Task details: Check every line below for the string "feat". Copy the ones that have it.

··· Material for this task ···

PR #18408, opened 2026-08-04
fix(gateway): normalize denied tool results

### LINKED ISSUE #10663: bug: tool execution approval not working with gateway
### Description

Tool execution approval rejections work with OpenAI provider but fail with Gateway provider.

Steps to repro: 
1. run `examples/ai-core/src/stream-text/openai-tool-approval.ts`
2. change provider / model to use gateway
3. ask for weather somewhere then reject the execution approval

When a user denies a tool execution approval (answers "n" to the approval prompt), the gateway returns a `GatewayInvalidRequestError: Invalid input` error, specifically complaining about invalid `output` field in the prompt at `"prompt",3,"content",0,"output"`

### AI SDK Version

Latest

### Code of Conduct

daleselaji-dev:
## Problem

When a tool execution approval is denied, the AI SDK sends an internal execution-denied output through the Gateway adapter. Gateway rejects that prompt output as invalid, so the next model request fails.

Fixes #10663

## Root cause

The Gateway adapter forwarded the v4 execution-denied output unchanged instead of converting it to a wire-compatible tool result.

## Solution

- Convert execution-denied outputs to text using the denial reason.
- Use Tool call execution denied. when no reason is provided.
- Add request-body regression tests for both cases.
- Add a patch changeset for @ai-sdk/gateway.

## Validation

- git diff --cached --check passed.
- The Gateway Vitest suite could not be started because pnpm install repeatedly stalled while linking local dependencies in this environment; GitHub CI should provide the full test result.

## Notes for Reviewer

The generic Core execution-denied contract is unchanged. Only the Gateway adapter wire normalization is changed, matching the existing provider conversion behavior.

### DIFF
--- a/.changeset/clean-gateway-denials.md
+++ b/.changeset/clean-gateway-denials.md
@@ -1,0 +1,5 @@
+---
+'@ai-sdk/gateway': patch
+---
+
+Fix rejected tool approvals when using AI Gateway.
--- a/packages/gateway/src/gateway-language-model.test.ts
+++ b/packages/gateway/src/gateway-language-model.test.ts
@@ -1751,6 +1751,59 @@ describe('GatewayLanguageModel', () => {
       });
     });
 
+    it('should convert execution-denied tool results to text', async () => {
+      prepareResponse();
+      const prompt: LanguageModelV4Prompt = [
+        {
+          role: 'tool',
+          content: [
+            {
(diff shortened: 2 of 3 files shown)


gr2m:
Closing: AI Gateway now accepts rejected tool approvals.

PR #18448, opened 2026-08-05
feat(harness-claude-code): drive a claude executable the sandbox already has

kajogo777:


kajogo777:
Folded into the base branch: george/sandbox-local-workspace now carries these commits (rebased as 0684458527..50964fd6d1) plus the interrupt/read-history fixes that landed here since, so #18383 is the single PR for the whole stack. Closing and deleting this head branch.

PR #18328, opened 2026-08-02
feat(provider/moonshotai): support video input via video_url parts

joemckenney:
## Background

Moonshot's Kimi models (`kimi-k3`, `kimi-k2.7-code`, `kimi-k2.6`, `kimi-k2.5`) accept video input via a `video_url` content part (`data:video/mp4;base64,...` or an `ms://<file_id>` reference). Today, any video file part sent to `@ai-sdk/moonshotai` throws `UnsupportedFunctionalityError: file part media type video/*` before a request is ever made, because the shared openai-compatible chat message converter has no `video/` branch. Users routing through the Vercel AI Gateway hit the same throw (surfaced as HTTP 400) and have to bypass the SDK and call Moonshot directly.

## Summary

- Adds a `supportsVideo` option to `OpenAICompatibleChatConfig` (default off) and a gated `video/` branch in `convert-to-openai-compatible-chat-messages.ts` that maps video file parts to `video_url` parts: URL passthrough for URL data, `data:<mediaType>;base64,...` (via `resolveFullMediaType`) for inline bytes.
- `@ai-sdk/moonshotai` opts in with one config line. Video URLs are not declared in `supportedUrls`, so the SDK downloads and inlines them as base64, matching Moonshot's API (which accepts data URIs, not arbitrary https URLs).
- Tests (converter: data -> `video_url`, URL passthrough, disabled -> still throws; provider: config assertion), docs (Video Input section + capability table), an example (`generate-text/moonshot/video-input.ts`), and a patch changeset for both packages.

Tradeoffs / alternative paths:

- **Gated flag (this PR) vs unconditional conversion**: emitting `video_url` unconditionally would change behavior for every openai-compatible consumer, turning a clear client-side throw into opaque server errors (or silently ignored parts) on backends that do not accept video. Default-off keeps all other providers bit-identical.
- **vs forking the converter into `packages/moonshotai`**: the converter is invoked from the private `getArgs` inside `doGenerate`/`doStream`, so a fork duplicates the arg-building and request layer as well (~450 lines of class + converter + tests) and hand-ports upstream fixes. DeepSeek (#10785) is the precedent for a full provider rewrite once differences accumulate; this branch and its tests move into such a rewrite unchanged if that happens.
- **vs a `convertFilePart` hook in config**: cleaner separation (Moonshot would own the branch), but adds new API surface to the shared package for a single dialect today. Can be revisited if more provider dialects appear.

## End-to-End Verification

[...]

PR #18449, opened 2026-08-05
feat(provider/moonshotai): own the chat implementation, support video input

joemckenney:
## Background

Moonshot's Kimi models (`kimi-k3`, `kimi-k2.7-code`, `kimi-k2.6`, `kimi-k2.5`) accept video input via a `video_url` content part. Today any video file part throws `UnsupportedFunctionalityError: file part media type video/*`, because the provider inherits its message conversion from `@ai-sdk/openai-compatible`, which has no `video/` branch. `video_url` is a Moonshot-invented extension (OpenAI's spec has no `video_url`, and video-capable stacks use incompatible shapes), so this PR moves moonshotai off `@ai-sdk/openai-compatible` and has the package own its chat implementation, following the DeepSeek precedent (#10785).

## Summary

- `MoonshotAIChatLanguageModel` now implements `LanguageModelV4` directly. The converter, API types, zod schemas, tool preparation, and finish-reason mapping are owned by the package; the `@ai-sdk/openai-compatible` dependency is dropped.
- `video/*` file parts convert to `video_url`: URL passthrough, or base64 data URI for inline bytes (the SDK downloads and inlines URLs; Moonshot does not fetch them).
- Behavior changes, all verified against the live API:
  - Audio/PDF file parts now fail client-side (the API rejects those part types with a 400 anyway).
  - `reasoningHistory: 'preserved'` maps to `thinking.keep: 'all'`. The old `reasoning_history` field is silently ignored by the API, so the option was previously a no-op.
  - Thinking is configured through explicit provider options only.
- Public settings and provider options are unchanged. Commits are split impl / test / docs; includes docs, an example, tests, and a patch changeset.

## End-to-End Verification

Verified against the live Moonshot API:

- Video input on `kimi-k3`, `kimi-k2.6`, `kimi-k2.5` (inline and URL mp4): accurate video summaries; wire shape confirmed as `video_url` + data URI.
- `reasoningHistory: 'preserved'` produces `thinking.keep: 'all'` on the wire; `budget_tokens` honored.
- Full moonshot example suite (10 examples): 7/10 pass; the 3 failures are a pre-existing stale model id (`kimi-k2-thinking` no longer served), unrelated to this change.
- 56 unit tests (converter + test-server model tests) pass on node and edge; `pnpm check` and `pnpm type-check:full` clean.
- Dialect check via `baseURL` override: novita also accepts `video_url`; fireworks recognizes it but requires `video_placeholder`; togetherai silently drops video with a 200; baseten/nebius/morph/wafer reject. Confirms the dialect is Moonshot-specific and belongs in this package.
- API rule found: `tool_choice: 'required'` conflicts with default-on thinking on `kimi-k2.6`/`kimi-k2.5` (`kimi-k3` accepts). Unchanged behavior, noted for follow-up.

## Checklist

## Future Work

- Backport to `release-v6.0` (spec v3) so AI SDK 6 users and the AI Gateway's v3 surfaces get video input.
- Optional: warning for `toolChoice: 'required'` + thinking-enabled models; Fireworks `videoPlaceholder`; refresh stale `kimi-k2-thinking` example ids.

## Related Issues

- Follows up on #12224 (`video_url` was flagged as a known Moonshot specialization when the provider was added).
- Alternative to #18328, which added the same capability as a gated flag in the shared openai-compatible converter. This PR implements the provider-owned direction instead.


packages/moonshotai/src/moonshotai-chat-language-model.ts
```diff
@@ -24,56 +72,385 @@ export class MoonshotAIChatLanguageModel extends OpenAICompatibleChatLanguageMod
...
+    seed,
+    toolChoice,
+    tools,
+  }: LanguageModelV4CallOptions) {
+    const moonshotOptions =
+      (await parseProviderOptions({
+        provider: this.providerOptionsName,
+        providerOptions,
+        schema: moonshotaiLanguageModelOptions,
+      })) ?? {};
```
shaper, line 126: [P1] Preserve the existing raw provider-option pass-through here. The inherited OpenAI-compatible implementation explicitly forwarded unrecognized entries from `providerOptions.moonshotai`; parsing with this default Zod object strips them, and the request only reconstructs the three modeled options. Existing calls using Moonshot fields such as `prompt_cache_key` or `safety_identifier` will silently stop working in this patch. Please preserve those entries (or explicitly model/translate all supported fields) and add a regression test.

packages/moonshotai/src/moonshotai-chat-language-model.ts
```diff
@@ -24,56 +72,385 @@ export class MoonshotAIChatLanguageModel extends OpenAICompatibleChatLanguageMod
...
+    const thinking = moonshotOptions.thinking;
+
+    // Moonshot has no reasoning_history field; the API silently ignores it
+    // (verified against the live API). Preserved Thinking maps to
+    // thinking.keep, which only accepts 'all'. Other reasoningHistory values
+    // use the server default.
+    const keep =
+      moonshotOptions.reasoningHistory === 'preserved'
+        ? ('all' as const)
+        : undefined;
```
shaper: [P1] Please gate `thinking.keep` by model. Moonshot only accepts this for K2.6 (and treats it as always-on for K2.7 Code); K3 rejects the `thinking` object entirely, and K2.5 does not support `thinking.keep`. As written, `reasoningHistory: preserved` turns otherwise valid K3/K2.5 calls into 400s. Omit or warn on unsupported models.

packages/moonshotai/src/moonshotai-chat-language-model.ts
```diff
@@ -1,20 +1,68 @@
...
+};
+
+export class MoonshotAIChatLanguageModel implements LanguageModelV4 {
+  readonly specificationVersion = 'v4';
+
+  readonly modelId: MoonshotAIChatModelId;
+
+  // Moonshot AI does not fetch external URLs; the AI SDK downloads and
+  // inlines URL file parts instead.
+  readonly supportedUrls = {};
```
shaper: [P2] `supportedUrls = {}` makes the documented Files API route unusable. Moonshot file uploads are referenced as `ms://<file-id>` inside `video_url`; the high-level AI SDK sees that URL as unsupported and tries to download it, which fails. The converter also rejects provider references. Please either mark `ms://` as natively supported and document that shape, or resolve `{ moonshotai: fileId }` references to `ms://...`.

packages/moonshotai/src/moonshotai-chat-language-model.ts
```diff
@@ -24,56 +72,385 @@ export class MoonshotAIChatLanguageModel extends OpenAICompatibleChatLanguageMod
...
+    topK,
+    frequencyPenalty,
+    presencePenalty,
+    providerOptions,
+    stopSequences,
+    responseFormat,
+    seed,
+    toolChoice,
+    tools,
+  }: LanguageModelV4CallOptions) {
```
shaper, line 120: [P2] The fork silently drops the standard `reasoning` call option because it is no longer destructured. The previous base class forwarded supported custom values as `reasoning_effort`; K3 callers using `reasoning: low` or `reasoning: high` now get the default without a warning. Please map supported levels (including `xhigh` to `max` if appropriate) or emit an unsupported warning.

packages/moonshotai/src/moonshotai-chat-language-model.ts
shaper: above was from agent directly -- I am less confident we want silent pass-through (some providers do it, but at least at one point AI SDK was explicitly not doing silent pass-through so folks knew what was supported -- @felixarntz do you know if that has changed?)

But if there are provider options we know some models support with this provider, we should explicitly include them.

joemckenney: Fixed in d6772b95ec: `promptCacheKey` and `safetyIdentifier` are now explicitly modeled in the provider options (both documented Moonshot request fields) with a wire-level regression test. Kept the passthrough drawer closed pending felix's answer on SDK policy; if the norm has changed to passthrough, easy to restore.

packages/moonshotai/src/moonshotai-chat-language-model.ts
joemckenney: Fixed in d6772b95ec: `thinking.keep` is now gated per model, omitted with an unsupported-option warning elsewhere. Verified live: `kimi-k2.6`, `kimi-k2.7-code`, and `kimi-k3` all accept `keep: 'all'` (k3 also accepted `thinking.type: 'disabled'` in an earlier probe, so the K3-rejects-thinking concern didn't reproduce), while `kimi-k2.5` 400s with "thinking.keep is not supported by model".

packages/moonshotai/src/moonshotai-chat-language-model.ts
joemckenney: Fixed in d6772b95ec: `ms://` is now declared natively supported in `supportedUrls`, so Files API references pass straight through into `video_url`/`image_url` with no download attempt (plus a converter test for the shape). Resolving `{ moonshotai: fileId }` references left as a follow-up.

packages/moonshotai/src/moonshotai-chat-language-model.ts
joemckenney: Fixed in d6772b95ec: the generic `reasoning` option maps to `reasoning_effort` again (minimal/low → 'low', medium/high → 'high', xhigh → 'max'; explicit `reasoningEffort` wins; 'none' warns since Moonshot thinking can't be disabled from this knob). Also widened the `reasoningEffort` schema to `'low' | 'high' | 'max'` per Moonshot's docs, verified `'low'` is accepted live.

shaper (approved):

PR #18468, opened 2026-08-05
fix(ai): fix stop() on resumed streams by passing abortSignal

### LINKED ISSUE #18458: stop() cannot end a resumed stream: reconnectToStream is called without an abort signal, replay keeps writing into chat state
## Description

`AbstractChat.stop()` aborts `activeResponse.abortController`, but on the `resume-stream` trigger that signal goes nowhere: `reconnectToStream` is invoked with only `{ chatId, metadata, headers, body }` — unlike `sendMessages`, which receives `abortSignal: response.abortController.signal`. The signal is only used to set an internal `isAbort` flag; nothing propagates to the transport or the stream, so `consumeStream` keeps draining the replay and it keeps writing messages into chat state after `stop()`.

#6502 reports the user-visible symptom ("stop() no longer works with resume"); filing this with the concrete root cause and a self-contained repro since that issue has neither. Practical consequences beyond stop-button-does-nothing: switching chats can leave a detached replay running, and two overlapping `resumeStream()` calls fight over the last message slot.

## Reproduction (self-contained, no network, no React)

```ts
// node --import tsx repro.mts   (ai@7.0.51)
import { AbstractChat, type ChatState, type ChatStatus, type ChatTransport, type UIMessage, type UIMessageChunk } from 'ai';

class State implements ChatState<UIMessage> {
  status: ChatStatus = 'ready';
  error: Error | undefined = undefined;
  constructor(public messages: UIMessage[]) {}
  pushMessage = (m: UIMessage) => { this.messages = [...this.messages, m]; };
  popMessage = () => { this.messages = this.messages.slice(0, -1); };
  replaceMessage = (i: number, m: UIMessage) => { this.messages = this.messages.map((x, j) => (j === i ? m : x)); };
  snapshot = <T,>(t: T): T => structuredClone(t);
}
class Chat extends AbstractChat<UIMessage> {}

const slowStream = (chunks: UIMessageChunk[], intervalMs: number) => {
  let i = 0;
  return new ReadableStream<UIMessageChunk>({
    async pull(c) {
      if (i >= chunks.length) return c.close();
      await new Promise((r) => setTimeout(r, intervalMs));
      c.enqueue(chunks[i++]);
    },
  });
};

const state = new State([{ id: 'u1', role: 'user', parts: [{ type: 'text', text: 'count to 30' }] }]);

const transport: ChatTransport<UIMessage> = {
  sendMessages: async () => slowStream([], 0),
  reconnectToStream: async () =>
    slowStream(
      [
        { type: 'start', messageId: 'server-msg-1' },
        { type: 'text-start', id: 't1' },
        ...Array.from({ length: 30 }, (_, i): UIMessageChunk => ({ type: 'text-delta', id: 't1', delta: `${i} ` })),
        { type: 'text-end', id: 't1' },
        { type: 'finish' },
      ],
      20,
    ),
};

const chat = new Chat({ id: 'c1', state, transport, generateId: () => 'client-generated' });
const done = chat.resumeStream();
await new Promise((r) => setTimeout(r, 120)); // let a few deltas land

const lastText = () => (state.messages.at(-1)?.parts.find((p) => p.type === 'text') as { text?: string })?.text ?? '';
const before = lastText();
await chat.stop();
await done;
console.log('text when stop() was called:', JSON.stringify(before));
console.log('text after stream ended:    ', JSON.stringify(lastText()));
```

Output:

```
text when stop() was called: "0 1 2 "
text after stream ended:     "0 1 2 3 4 5 6 7 8 9 10 11 12 13 14 15 16 17 18 19 20 21 22 23 24 25 26 27 28 29 "
```

The replay wrote 27 more deltas into chat state after `stop()` resolved.

## Expected behavior

`stop()` should end a resumed stream the same way it ends a `sendMessages` stream — pass `response.abortController.signal` into `reconnectToStream` (transport interface addition) and/or cancel the returned stream's reader on abort so the drain loop stops.

## AI SDK Version

- ai: 7.0.51
- node: 26.1.0

haresrinivas:
Fixes #18458

When a stream is resumed, `reconnectToStream` fetches the remaining stream. However, it was not accepting an `AbortSignal`, meaning that if the user called `stop()` during a resumed stream, the underlying fetch request was never aborted and generation continued.

This PR:
- Adds `abortSignal?: AbortSignal` to `ChatTransport`'s `reconnectToStream` options.
- Updates `http-chat-transport` to pass this `abortSignal` to `fetch`.
- Refactors `makeRequest` in `ui/chat.ts` to instantiate the `AbortController` and populate `this.activeResponse` *before* the network request is triggered (for both stream resuming and normal submits).
- Wires the `abortController.signal` into `reconnectToStream`.
- Adds an automated test to `chat.test.ts` to ensure `stop()` successfully aborts a resumed stream.

### DIFF
--- a/.changeset/fix-resume-stream-stop.md
+++ b/.changeset/fix-resume-stream-stop.md
@@ -1,0 +1,5 @@
+---
+"ai": patch
+---
+
+Fix stop() on resumed streams by passing abort signal to reconnectToStream
--- a/packages/ai/src/ui/chat-transport.ts
+++ b/packages/ai/src/ui/chat-transport.ts
@@ -78,6 +78,8 @@ export interface ChatTransport<UI_MESSAGE extends UIMessage> {
     options: {
       /** Unique identifier for the chat session to reconnect to */
       chatId: string;
+      /** Abort signal to cancel the request */
+      abortSignal?: AbortSignal;
     } & ChatRequestOptions,
   ) => Promise<ReadableStream<UIMessageChunk> | null>;
 }
--- a/packages/ai/src/ui/chat.test.ts
+++ b/packages/ai/src/ui/chat.test.ts
@@ -1546,6 +1546,55 @@ describe('Chat', () => {
     }
   });
 
+  it('should abort resume-stream when stop is called', async () => {
+    let isAborted = false;
+    let resumeController!: ReadableStreamDefaultController<UIMessageChunk>;
+    const resumeStream = new ReadableStream<UIMessageChunk>({
+      start(controller) {
+        resumeController = controller;
+        controller.enqueue({ type: 'start' });
+        controller.enqueue({ type: 'start-step' });
+        controller.enqueue({ type: 'text-start', id: 'text-1' });
+        controller.enqueue({
+          type: 'text-delta',
+          id: 'text-1',
+          delta: 'resumed',
+        });
+      },
+    });
+
+    const chat = new TestChat({
+      id: '123',
+      generateId: mockId(),
+      transport: {
+        sendMessages: async () => {
+          throw new Error('should not be called');
+        },
+        reconnectToStream: async options => {
+          options.abortSignal?.addEventListener('abort', () => {
+            isAborted = true;
+            resumeController.error(new DOMException('Aborted', 'AbortError'));
+          });
+          return resumeStream;
+        },
+      },
+      onFinish: () => {},
+    });
+
+    const resumePromise = chat.resumeStream();
+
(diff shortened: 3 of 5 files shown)


haresrinivas:
Fixed! I've wrapped `reconnectToStream` in its own try/catch and made sure to properly clear `activeResponse` before returning early. This prevents the `finally` block from erroneously firing `onFinish` when there's no active stream to resume. Thanks for catching that!

gr2m:
fixed via https://github.com/vercel/ai/pull/18461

···

Task output:
feat(harness-claude-code): drive a claude executable the sandbox already has
feat(provider/moonshotai): support video input via video_url parts
feat(provider/moonshotai): own the chat implementation, support video input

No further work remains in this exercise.